Analytic solution of a free and forced convection with suction and injection over a non-isothermal wedge (Q934250)

The authors apply the governing principle of dissipative processes to the problem of boundary-layer free and forced convection flows and heat transfer over a permeable non-isothermal wedge with suction and injection, using the thermodynamics of irreversible processes. The velocity and temperature functions inside the boundary layers are approximated by simple third-order polynomials, and a variational principle is formulated. In addition, Euler-Lagrange equations of the variational principle are obtained as coupled polynomial equations in terms of momentum and thermal boundary-layer thickness. The governing parameters in this problem are the local Reynolds number \(Re\), Prandtl number \(Pr\), Grashoff number \(Gr\), buoyancy parameter \(K\), the wall temperature exponent \(n\), wedge parameter \(\beta\) and the dimensionless suction/injection parameter \(S\).
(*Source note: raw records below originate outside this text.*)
PR #257, opened 2026-08-28
perf(parquet): forward dictionary encoding through append compaction rewrite

### LINKED ISSUE #230: [Feature] Support dictionary passthrough for Parquet compaction rewrite
### Search before asking

### Motivation

`AppendOnlyFileStoreWrite::CompactRewrite` (`src/paimon/core/operation/append_only_file_store_write.cpp:141`) is a straight batch passthrough loop: `reader->NextBatch()` → `ImportArray` → drop `_VALUE_KIND` → `ExportArray` → `rewriter->Write()` → `ParquetFormatWriter::AddBatch`. Nothing between the reader and the writer inspects or transforms the values.

For a dictionary-encoded `VARCHAR` column, that loop currently does the following per compaction:

1. arrow's Parquet reader expands the dictionary into a flat `StringArray`, writing one full copy of the string for every row;
2. the flat strings are exported and re-imported across the C data interface;
3. arrow's Parquet writer rebuilds a dictionary from those flat strings and hashes every value again.

For a low-cardinality column this is entirely wasted work — the file already had the dictionary, and the output file wants the same dictionary. Two things block the obvious shortcut today:

- paimon-cpp never sets `ArrowReaderProperties::set_read_dictionary` (`cpp/src/parquet/properties.h:888`), so dictionary columns are always flattened at read time;
- `ParquetFormatWriter::AddBatch` imports with the fixed logical `schema_` (`src/paimon/format/parquet/parquet_format_writer.cpp:76`), so a `DictionaryArray` cannot enter the writer even if the reader produced one.

Arrow 17 already supports both ends. `set_read_dictionary` makes the reader emit `DictionaryArray`, and `TypedColumnWriterImpl<DType>::WriteArrow` dispatches `::arrow::Type::DICTIONARY` to `WriteArrowDictionary` (`cpp/src/parquet/column_writer.cc:1324`), which writes dictionary-encoded pages directly without materializing the values. No arrow patch is required for the mechanism itself.

Velox made the same change on its Parquet writer, which — like ours — wraps `parquet::arrow::FileWriter`, and measured 2.4–3.2x for dictionary-encoded VARCHAR columns and up to 4.3x for all-dictionary rows ([velox#17988](https://github.com/facebookincubator/velox/issues/17988), [velox#17986](https://github.com/facebookincubator/velox/pull/17986)).

### Solution

1. **Read side**: opt-in `set_read_dictionary` for STRING/BINARY leaf columns in `CreateArrowReaderProperties` (`src/paimon/format/parquet/parquet_file_batch_reader.cpp`). Enabling it blindly is wrong — for a high-cardinality column it produces a useless dictionary and costs extra. Gate it on the column chunk actually being dictionary-encoded (`ColumnChunkMetaData::dictionary_page_offset()` / `encodings()`), and keep it off by default outside the rewrite path until measured.

2. **Writer side**: let `ParquetFormatWriter` accept dictionary-typed children. `Create` computes `write_schema` once from the logical type; a dictionary-encoded batch no longer matches it, so the schema needs reconciling per batch — this is what Velox calls the "reverse fixup". Simplest correct approach is to derive the import schema from the incoming batch's encoding and keep the Parquet write schema fixed, since the Parquet-level type is identical either way.

3. **Selective passthrough**, following Velox's `flattenIfNeeded()`: pass through dictionary-of-primitive only; flatten dictionary-of-complex and dictionary-of-dictionary. One awkward column must not force the whole batch to be flattened.

4. **Other consumers of the same batch must tolerate it.** `DataFileWriterBase::AddFileIndexBatch` (`src/paimon/core/io/data_file_writer_base.h:126`) hands the same array to `DataFileIndexWriter`, which fans out to `BitmapFileIndexWriter` / `RangeBitmapFileIndexWriter`; those read values directly. `src/paimon/common/data/columnar/columnar_utils.h:57` already unwraps `DictionaryArray` for string access and is a reasonable starting point. If a file index is configured on a passthrough column, either teach the index writer about dictionaries or fall back to flattening that column.

5. **Measure it** with the format-level benchmarks from #228, on low / medium / high cardinality VARCHAR, before enabling anything by default.

### Anything else?

Risks worth flagging up front:

- **Mixed encodings across batches.** A column can be dictionary-encoded in one input file and plain in the next, so consecutive batches in the same output row group may disagree. Arrow handles the fallback internally (dictionary → plain when the dictionary grows past the page limit), but the schema reconciliation in step 2 has to survive the transition mid-row-group.
- **Buffered row group interaction.** We write via `NewBufferedRowGroup` driven by `pool_->bytes_allocated()` (`src/paimon/format/parquet/parquet_format_writer.cpp:87`) and estimate size via the patched `GetBufferedSize()`. Dictionary passthrough changes what "buffered bytes" means, so `ReachTargetSize` behaviour should be re-checked — a rolling writer that mis-estimates size produces badly sized files.
- **Scope.** The clearest win is unaware-bucket append compaction, where the loop is a true passthrough. The primary-key merge path is not a passthrough (records flow through merge functions and sorting), so it is out of scope here.

Discovered while evaluating [velox#17988](https://github.com/facebookincubator/velox/issues/17988) against paimon-cpp. The other writer item from that issue, schema caching ([velox#17985](https://github.com/facebookincubator/velox/pull/17985)), is **already implemented** here — `ParquetFormatWriter::Create` computes the write schema once and `AddBatch` uses the `ImportRecordBatch(array, schema)` overload, which is exactly the shape Velox arrived at. Their parallel-column-writing experiment ([velox#18128](https://github.com/facebookincubator/velox/pull/18128)) was closed unmerged at 1.3–1.6x with ~58% of column-write time irreducibly serial, so it is not proposed here.

SteNicholas:
### Purpose

Linked issue: close #230

An append-only compaction rewrite copies rows into the new file without inspecting any value, so expanding a dictionary-encoded Parquet column on read and hashing it again on write is work neither side needs. This forwards the encoding instead.

**Reader.** `parquet.read.enable-dictionary-passthrough` makes `ParquetFileBatchReader` request `set_read_dictionary` for non-nested `STRING` columns whose every data page, in every row group of the file, is dictionary-encoded. A dictionary page alone cannot be the signal — a column that outgrew its page limit still carries the page it had already emitted — so the gate reads the encoding statistics. The file schema keeps reporting the logical type; only the emitted batches carry the dictionary.

`BINARY` is deliberately **not** forwarded, although Parquet stores it in the same `BYTE_ARRAY` leaf and dictionary-encodes it the same way: no value accessor here can read a `dictionary(int32, binary)`. `ColumnarUtils::GetView()` asserts on a dictionary whose values are neither `STRING` nor `LARGE_STRING` and returns an empty `string_view` in a release build, and `LiteralConverter` rejects it outright. Every consumer understands a `STRING` dictionary because the ORC reader has always produced one under lazy decoding; none was ever handed a `BINARY` one. Widening this needs those consumers first.

**Writer.** `ParquetFormatWriter` recovers each batch's encoding from its layout, because exporting through the Arrow C data interface drops the type. A layout pins down neither the index nor the offset width, so only `dictionary(int32, utf8|binary)` is recoverable — `ArrowUtils::IsDictionaryLayoutRecoverableValueType()`. That is the writer's capability and it matches Velox's `VARCHAR`/`VARBINARY`; the `STRING`-only restriction above belongs to the reader, not to the format, and is applied at the gate so the two do not get conflated. `CompactRewrite` decodes anything else **per column, while the type is still known**: the ORC reader's `dictionary(int64, large_utf8)` under lazy decoding, dictionaries below the top level, non-binary value types. The rest stay encoded, so one awkward column does not cost the others their encoding — unless a veto is in force, in which case every dictionary is decoded whatever its shape (see **Gating**). A dictionary holding nulls in its values is flattened at the writer — the one shape `parquet::arrow` rejects outright.

**Gating.** The option is **off by default and the rewrite never turns it on**; enabling it is the table's decision, taken after measuring. `GetDictionaryPassthroughVetoReason()` only *vetoes* it — when the output is not Parquet, when `parquet.enable-dictionary` is false, or when a shredding plan is active — and logs the reason at DEBUG for a table that did ask for the passthrough. Setting the option therefore never makes a rewrite fail; at worst it has no effect.

A veto is enforced on the batches as well as on the option, because turning the option off is not sufficient. A reader hands over a dictionary for reasons this option does not govern — a format's own lazy-decoding setting — and those stay on. `ParquetFormatWriter` is the only writer that recovers an encoding from a layout, so any other would import such a batch against its logical type and fail on the buffer count. `CompactRewrite` therefore derives `preserve_layout_recoverable_dictionaries` from the veto and decodes everything under one. The built-in ORC reader widens to `dictionary(int64, large_utf8)`, which is decoded for its shape anyway, so reaching this needs a reader outside this repository; `ArrowUtilsTest.TestFlattenUnresolvableDictionaries` covers it directly.

A file index configured on a forwarded column materializes that column alone.

**Known trade-off.** A Parquet column chunk carries one dictionary, so when the input files supply different ones the output keeps the first and falls back to plain for the rest of that row group. Output row groups are cut by `parquet.block.size` and by the writer's memory limit, which are not aligned to input file boundaries. The rewritten data is unchanged, but the output file can be larger than one written from materialized values, and that column then loses eligibility for the next compaction round. This is why the option is opt-in rather than automatic, and it is documented in `compaction.rst`.

Design follows Velox's `perf(parquet): Dictionary passthrough and selective flattening in Parquet writer` (facebookincubator/velox#17986): per-column selective flatten, only VARCHAR/VARBINARY passed through, dictionaries with null values flattened, import schema reconciled per batch. It differs in two places. Velox still holds a typed `Vector` inside its writer, whereas `FormatWriter::AddBatch(ArrowArray*)` here receives an untyped array, so the flatten has to run one layer up, before the type is dropped. And Velox's reader can hand out a dictionary for `VARBINARY` because its consumers are type-erased over `StringView`, while the accessors here switch on the Arrow type id — hence the reader-side `STRING` restriction.

### Tests

Unit:

- `ArrowUtilsTest.TestResolveDictionaryStructTypeFromLayout` — layout-derived resolution; rejects non-binary-like value types, `large_utf8`, and dictionaries below the top level; preserves a caller-declared dictionary type.
- `ArrowUtilsTest.TestFlattenUnresolvableDictionaries` — selective flatten: `dictionary(int64, large_utf8)` and `dictionary(int64, utf8)` decoded while the `int32` neighbour stays encoded; nested dictionary decoded; unchanged batch returned by identity; sliced batch keeps its offset. And with `preserve_layout_recoverable_dictionaries` false, the layout-recoverable `dictionary(int32, utf8)` is decoded too, and a batch of only such columns is no longer returned by identity.
- `ReaderUtilsTest.TestApplyBitmapToReadBatchKeepsDictionaryEncoding` — a deletion vector filters batches by slice + `arrow::Concatenate`; pins that the encoding survives it.
- `DataFileIndexWriterTest.TestDictionaryEncodedIndexedColumnRoundTrip` — bitmap index built from forwarded columns across two batches with different dictionaries, which also covers the writer-held Arrow pool.
- `ParquetFileBatchReaderTest.TestDictionaryPassthrough` — on / explicitly off / option absent / file without dictionary pages.
- `ParquetFileBatchReaderTest.TestDictionaryPassthroughSkipsBinaryColumn` — `f8` (`STRING`) is forwarded and `f9` (`BINARY`) is not, from the same file with the same physical type and pages.
- `ParquetFileBatchReaderTest.TestDictionaryPassthroughSkipsFallbackToPlain` — a column that falls back to plain inside one chunk is declined.
- `ParquetFileBatchReaderTest.TestDictionaryPassthroughRequiresEveryRowGroup` — first row group fully dictionary-encoded, second falls back; the whole column is declined.
- `ParquetFormatWriterTest.TestWriteDictionaryEncodedColumn` / `ChangingAcrossBatches` / `WithNullsInDictionary` / `WithNullRows` / `WithDuplicateValues` / `EmptyBatch` / `OfBinaryColumn` / `OfUnsupportedTypeIsRejected`.
- `ParquetFormatWriterTest.TestGetEstimateLengthWithDictionaryBatches` — `GetEstimateLength()` and `ReachTargetSize()` still drive file rolling when batches arrive encoded.

Integration:

- `AppendCompactionInteTest.TestAppendTableCompactionDictionaryPassthrough` (Parquet + ORC) — the table opts in; asserts the input read types (`s` as `dictionary(int32, utf8)` on Parquet, `id` and `b` materialized, `s` as `dictionary(int64, large_utf8)` on ORC), a full read of those still-encoded files through the whole read path, the rewrite, that the output column has fallen back to plain, and a predicate read through the bitmap index.
- `AppendCompactionInteTest.TestAppendTableCompactionDictionaryPassthroughDefaultOff` — a table that says nothing about the option lands on the same rows and on a *better* encoded output, which is why it is not on by default.
- `AppendCompactionInteTest.TestAppendTableCompactionDictionaryPassthroughVetoedByShredding` — the option is set and vetoed; the input arrives encoded and the compacted column comes back dictionary-encoded end to end, which only a rewrite from materialized values produces.

Benchmarks (`benchmark/parquet_format_benchmark.cpp`): `BM_ParquetWrite_String`, `BM_ParquetWrite_DictionaryStringIntoStringSchema` and `BM_ParquetWrite_ChangingDictionaryStringIntoStringSchema` write the same logical column at the same cardinality — the third rotates the alphabet and shifts the indices back by the same amount, so every batch brings a different dictionary over identical data. The second against the first is what forwarding buys; the third against the second is what the fallback costs in time; the third against the first is the output size a rewrite that materialized and rebuilt would have produced. `parquet_format_benchmark_test.cpp` pins that premise. **These are format-writer microbenchmarks and do not stand in for compaction time, CPU and peak memory on a real table** — that measurement is what a user should make before enabling the option, which is why it ships off by default.

### API and Format

- New `ArrowUtils::IsDictionaryLayoutRecoverableValueType()`, `ArrowUtils::ResolveDictionaryStructTypeFromLayout()` and `ArrowUtils::FlattenUnresolvableDictionaries()`. Neither of the first two is Parquet-specific — they read `ArrowArray::dictionary` and the caller's declared type, and `DataFileWriterBase::AddFileIndexBatch` runs the resolution for every format. The flatten takes `preserve_layout_recoverable_dictionaries` with no default, so a new caller has to state whether its destination recovers an encoding from a layout.
- New table option `parquet.read.enable-dictionary-passthrough`, default `false`. It is a *read* option, so it applies to every read of the table and not only to the compaction rewrite; an eligible column then reaches the consumer as an Arrow `DictionaryArray`.
- `AppendOnlyFileStoreWrite` reads the two Parquet option names as local constants instead of including the format layer's headers, so core does not depend on symbols a replacement Parquet plugin need not export.

### Documentation

- `docs/source/user_guide/compaction.rst` — a "Dictionary Passthrough" section: what it does, that it is opt-in and why, the read-option caveat, per-file eligibility and the vetoes, that a veto is enforced on the batches and not only on the option, and a "Trade-off" subsection on the single dictionary per column chunk.
- `docs/source/examples/benchmark.rst` — the flat / shared-dictionary / changing-dictionary trio and what each pair measures.

### DIFF
--- a/docs/source/user_guide/compaction.rst
+++ b/docs/source/user_guide/compaction.rst
@@ -88,6 +88,40 @@ After compaction, if the last output file is still smaller than
 ``compaction.file-size``, it is placed back into the compaction queue for future
 merging.
 
+Dictionary Passthrough
+~~~~~~~~~~~~~~~~~~~~~~
+An append-only compaction rewrite copies rows into the new file without
+inspecting any value, so a Parquet column that an input file already stores
+dictionary-encoded is forwarded to the writer still encoded instead of being
+expanded to one copy of the value per row and re-encoded. This saves the reader
+materializing the values and the writer hashing them again; how much that is
+worth depends on the column, and low-cardinality ``STRING``/``BINARY`` columns
+benefit most. Primary-key compaction merges rows and is not covered.
+
+This applies automatically. Eligibility is decided per input file: a non-nested
+``STRING``/``BINARY`` column is forwarded when its data pages are
+dictionary-encoded throughout every row group of *that* file, so one input file
+can be read encoded while the next one is read as ordinary values, and the
+writer takes both. A high-cardinality column that started dictionary-encoded and
+fell back to plain encoding therefore does not qualify, even though it still
+carries a dictionary page. Passthrough is also skipped when the table writes a
+format other than Parquet, when ``parquet.enable-dictionary`` is ``false``
+because the writer would only expand the values again, or when variant/map
+shredding is configured because those writers reshape each batch against a fixed
+physical schema.
+
+If a file index is configured on a forwarded column, that column alone is
+materialized so the index still sees its values; the other columns stay encoded.
+
+Passthrough changes what the rewrite costs, not what it produces, with one
+exception worth knowing: a Parquet column chunk can only carry one dictionary,
+so when the input files supply different dictionaries the output column keeps
+the first and falls back to plain encoding for the rest of the row group. The
+rewritten data is unchanged either way, but the output file may be larger than a
+rewrite that rebuilt a single dictionary from materialized values. Set
+``parquet.read.enable-dictionary-passthrough`` to ``false`` on the table to turn
+the optimization off and always rebuild.
+
 Append-Only Table Compaction Options
 ~~~~~~~~~~~~~~~~~~~~~~~~~~~~~~~~~~~~~
 
--- a/docs/source/user_guide/compaction.rst
+++ b/docs/source/user_guide/compaction.rst
@@ -95,32 +95,66 @@ inspecting any value, so a Parquet column that an input file already stores
 dictionary-encoded is forwarded to the writer still encoded instead of being
 expanded to one copy of the value per row and re-encoded. This saves the reader
 materializing the values and the writer hashing them again; how much that is
-worth depends on the column, and low-cardinality ``STRING``/``BINARY`` columns
-benefit most. Primary-key compaction merges rows and is not covered.
+worth depends on the column, and low-cardinality ``STRING`` columns benefit most.
+Primary-key compaction merges rows and is not covered.
 
-This applies automatically. Eligibility is decided per input file: a non-nested
-``STRING``/``BINARY`` column is forwarded when its data pages are
-dictionary-encoded throughout every row group of *that* file, so one input file
-can be read encoded while the next one is read as ordinary values, and the
-writer takes both. A high-cardinality column that started dictionary-encoded and
-fell back to plain encoding therefore does not qualify, even though it still
-carries a dictionary page. Passthrough is also skipped when the table writes a
-format other than Parquet, when ``parquet.enable-dictionary`` is ``false``
-because the writer would only expand the values again, or when variant/map
-shredding is configured because those writers reshape each batch against a fixed
-physical schema.
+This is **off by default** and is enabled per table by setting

Values of skin friction and heat transfer obtained in this paper for \(Pr=0.7, \beta = 0\) (flat plate) and impermeable plate are compared with the results from the literature, and it is shown that the agreement is good enough. Further, the variation of skin friction coefficient and heat transfer along the wedge is shown in eight figures for several values of governing parameters. It is shown that when \(K < 0\), that is when \(T^0 - T^\infty < 0\) (cooled plate), and the free and forced convection are in the opposite directions, the flow separation occurs. Thus, the authors have shown that when \(\beta = 0.5, H = 0, n = 0\) (isothermal wedge) and \(Re = 100\), the boundary-layer flow separates for \(Pr = 0.7, 1.0\) and \(3.0\) at \(K = - 0.0952, - 0.1007\) and \(- 0.1322\), respectively. It reveals that the separation is delayed with the increasing Prandtl number \(Pr\). It is has been also shown that the flow separation is delayed with the increase in wall temperature exponent. Finally, the authors state that the great advantage involved in their method is that the results are obtained with remarkable accuracy and the cost of calculation is considerably less than that of numerical procedure. Hence, this variational technique is a unique approximate method based on sound physical reasoning as a powerful tool for solving heat transfer and boundary-layer problems.